Na sequência da sensacionalista manchete do Público de domingo, a teoria do ‘excedente’ começa a ganhar tracção…Por isso, decidi ir ao dicionário para perceber o significado da palavra. Ora, excedente quer dizer “aquilo que está a mais” e “que sobra”. Portanto, tratando-se aqui de uma receita extraordinária (a transferência dos fundos de pensões da banca que, recorde-se, nas palavras do Ministro, será “actuarialmente equilibrada” mas não, na minha opinão, neutra) e mantendo-se ainda um défice orçamental no balanço do ano de 2011, não há “nada a mais” nem, infelizmente, “nada sobra”…

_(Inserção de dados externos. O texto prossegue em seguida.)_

PR #1908, opened 2022-12-07
fix(jellyfish-api-core): Update listGovProposalVotes arguments

shohamc1:

- Update listGovProposalVotes arguments as per https://github.com/DeFiCh/ain/pull/1635. This is required to keep compatibility with the next release.


packages/jellyfish-api-core/src/category/governance.ts
```diff
@@ -129,13 +129,25 @@ export class Governance {
...
+   * @param {number} [pagination.start] default is 0
+   * @param {boolean} [pagination.including_start] default = true
+   * @param {number} [pagination.limit] to limit number of records
    * @return {Promise<ListVotesResult[]>} Proposal vote information
    */
-  async listGovProposalVotes (proposalId: string, masternode: MasternodeType | string = MasternodeType.MINE, cycle: number = 0): Promise<ListVotesResult[]> {
-    return await this.client.call('listgovproposalvotes', [proposalId, masternode, cycle], 'number')
+  async listGovProposalVotes (
+    options: ListGovProposalVotesOptions,
+    pagination: ListGovProposalVotesPagination = {
```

excedente!!??…com tantos activos tóxicos a entrarem para o Estado de uma vez só!!?? só pode mesmo ser mesmo uma questão de ilusão, a utilização da palavra ” excedente”… foi uma roubalheira, um Estado que fosse uma “pessoa de bem”, só aceitava esses activos tóxicos após a renegociação total das anteriores parcerias publicas-privadas em que a Banca Nacional está envolvida até á ponta dos cabelos…uma roubalheira é o que é…e ainda é imprecionante que negócios com estes montantes, antes de entrarem em vigor, não passem antes pelo crivo do Tribunal de Contas, impressionante…já que a Assembleia da Republica não fiscaliza nadinha, assina tudo de cruz…este Governo, está mesmo ao serviço da Banca!
Eu se fosse o Passos tinha posto os € debaixo do colchão e pagava a fornecedores no dia 1 de Janeiro. Isto para o ano vai ser uma desgraça…
Tem toda a razão. Ao menos que este truque contabilístico sirva para pagar dívidas do Estado a fornecedores. É o mínimo que se pode pedir.